TRY IT: What is needed here is a word-for-word copy of all the entries below.

(GIVEN RECORDS begins)

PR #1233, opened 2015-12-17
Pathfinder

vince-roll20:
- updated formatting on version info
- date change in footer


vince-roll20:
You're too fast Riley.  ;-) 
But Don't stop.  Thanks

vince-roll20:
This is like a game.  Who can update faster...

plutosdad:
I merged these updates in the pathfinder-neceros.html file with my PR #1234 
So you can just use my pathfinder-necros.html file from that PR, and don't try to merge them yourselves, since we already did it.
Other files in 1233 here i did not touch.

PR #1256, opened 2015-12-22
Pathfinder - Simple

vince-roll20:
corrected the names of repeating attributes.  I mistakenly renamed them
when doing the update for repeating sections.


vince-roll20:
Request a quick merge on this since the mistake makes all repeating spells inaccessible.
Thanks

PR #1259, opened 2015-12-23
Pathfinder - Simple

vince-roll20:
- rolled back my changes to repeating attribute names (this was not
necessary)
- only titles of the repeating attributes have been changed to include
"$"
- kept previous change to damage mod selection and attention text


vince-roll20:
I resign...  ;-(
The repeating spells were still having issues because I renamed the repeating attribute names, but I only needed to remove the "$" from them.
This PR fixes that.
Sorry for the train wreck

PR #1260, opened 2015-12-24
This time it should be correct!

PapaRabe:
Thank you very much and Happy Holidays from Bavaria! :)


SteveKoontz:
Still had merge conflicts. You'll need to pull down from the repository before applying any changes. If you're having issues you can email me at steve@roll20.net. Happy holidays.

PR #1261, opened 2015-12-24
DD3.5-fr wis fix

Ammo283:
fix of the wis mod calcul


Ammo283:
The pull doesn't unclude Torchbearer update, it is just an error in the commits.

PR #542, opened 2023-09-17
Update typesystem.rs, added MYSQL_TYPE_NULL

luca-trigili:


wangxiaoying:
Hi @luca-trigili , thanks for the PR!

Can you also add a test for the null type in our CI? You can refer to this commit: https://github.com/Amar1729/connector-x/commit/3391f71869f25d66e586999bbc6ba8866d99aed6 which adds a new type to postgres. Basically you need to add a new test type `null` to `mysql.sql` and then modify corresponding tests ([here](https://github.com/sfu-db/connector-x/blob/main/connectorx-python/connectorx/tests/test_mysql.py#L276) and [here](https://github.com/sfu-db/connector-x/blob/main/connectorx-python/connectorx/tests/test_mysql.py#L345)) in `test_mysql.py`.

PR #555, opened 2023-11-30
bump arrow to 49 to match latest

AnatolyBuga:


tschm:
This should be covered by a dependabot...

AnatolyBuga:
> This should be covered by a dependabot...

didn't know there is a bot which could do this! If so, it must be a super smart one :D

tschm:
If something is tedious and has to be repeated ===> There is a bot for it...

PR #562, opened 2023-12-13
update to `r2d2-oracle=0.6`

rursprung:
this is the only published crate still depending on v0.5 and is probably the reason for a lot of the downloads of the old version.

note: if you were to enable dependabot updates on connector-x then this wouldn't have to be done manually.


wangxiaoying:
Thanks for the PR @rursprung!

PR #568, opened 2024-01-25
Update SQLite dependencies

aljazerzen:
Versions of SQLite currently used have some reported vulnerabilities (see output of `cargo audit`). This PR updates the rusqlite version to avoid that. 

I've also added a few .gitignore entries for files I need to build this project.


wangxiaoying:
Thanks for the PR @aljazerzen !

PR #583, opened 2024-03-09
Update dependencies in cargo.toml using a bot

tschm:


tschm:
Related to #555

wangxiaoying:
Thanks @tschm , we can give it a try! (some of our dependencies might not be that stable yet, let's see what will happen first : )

(GIVEN RECORDS ends)

COMPLETED TASK:
PR #1233, opened 2015-12-17
Pathfinder

vince-roll20:
- updated formatting on version info
- date change in footer


vince-roll20:
You're too fast Riley.  ;-) 
But Don't stop.  Thanks

vince-roll20:
This is like a game.  Who can update faster...

plutosdad:
I merged these updates in the pathfinder-neceros.html file with my PR #1234 
So you can just use my pathfinder-necros.html file from that PR, and don't try to merge them yourselves, since we already did it.
Other files in 1233 here i did not touch.

PR #1256, opened 2015-12-22
Pathfinder - Simple

vince-roll20:
corrected the names of repeating attributes.  I mistakenly renamed them
when doing the update for repeating sections.


vince-roll20:
Request a quick merge on this since the mistake makes all repeating spells inaccessible.
Thanks

PR #1259, opened 2015-12-23
Pathfinder - Simple

vince-roll20:
- rolled back my changes to repeating attribute names (this was not
necessary)
- only titles of the repeating attributes have been changed to include
"$"
- kept previous change to damage mod selection and attention text


vince-roll20:
I resign...  ;-(
The repeating spells were still having issues because I renamed the repeating attribute names, but I only needed to remove the "$" from them.
This PR fixes that.
Sorry for the train wreck

PR #1260, opened 2015-12-24
This time it should be correct!

PapaRabe:
Thank you very much and Happy Holidays from Bavaria! :)


SteveKoontz:
Still had merge conflicts. You'll need to pull down from the repository before applying any changes. If you're having issues you can email me at steve@roll20.net. Happy holidays.

PR #1261, opened 2015-12-24
DD3.5-fr wis fix

Ammo283:
fix of the wis mod calcul


Ammo283:
The pull doesn't unclude Torchbearer update, it is just an error in the commits.

PR #542, opened 2023-09-17
Update typesystem.rs, added MYSQL_TYPE_NULL

luca-trigili:


wangxiaoying:
Hi @luca-trigili , thanks for the PR!

Can you also add a test for the null type in our CI? You can refer to this commit: https://github.com/Amar1729/connector-x/commit/3391f71869f25d66e586999bbc6ba8866d99aed6 which adds a new type to postgres. Basically you need to add a new test type `null` to `mysql.sql` and then modify corresponding tests ([here](https://github.com/sfu-db/connector-x/blob/main/connectorx-python/connectorx/tests/test_mysql.py#L276) and [here](https://github.com/sfu-db/connector-x/blob/main/connectorx-python/connectorx/tests/test_mysql.py#L345)) in `test_mysql.py`.

PR #555, opened 2023-11-30
bump arrow to 49 to match latest

AnatolyBuga:


tschm:
This should be covered by a dependabot...

AnatolyBuga:
> This should be covered by a dependabot...

didn't know there is a bot which could do this! If so, it must be a super smart one :D

tschm:
If something is tedious and has to be repeated ===> There is a bot for it...

PR #562, opened 2023-12-13
update to `r2d2-oracle=0.6`

rursprung:
this is the only published crate still depending on v0.5 and is probably the reason for a lot of the downloads of the old version.

note: if you were to enable dependabot updates on connector-x then this wouldn't have to be done manually.


wangxiaoying:
Thanks for the PR @rursprung!

PR #568, opened 2024-01-25
Update SQLite dependencies

aljazerzen:
Versions of SQLite currently used have some reported vulnerabilities (see output of `cargo audit`). This PR updates the rusqlite version to avoid that. 

I've also added a few .gitignore entries for files I need to build this project.


wangxiaoying:
Thanks for the PR @aljazerzen !

PR #583, opened 2024-03-09
Update dependencies in cargo.toml using a bot

tschm:


tschm:
Related to #555

wangxiaoying:
Thanks @tschm , we can give it a try! (some of our dependencies might not be that stable yet, let's see what will happen first : )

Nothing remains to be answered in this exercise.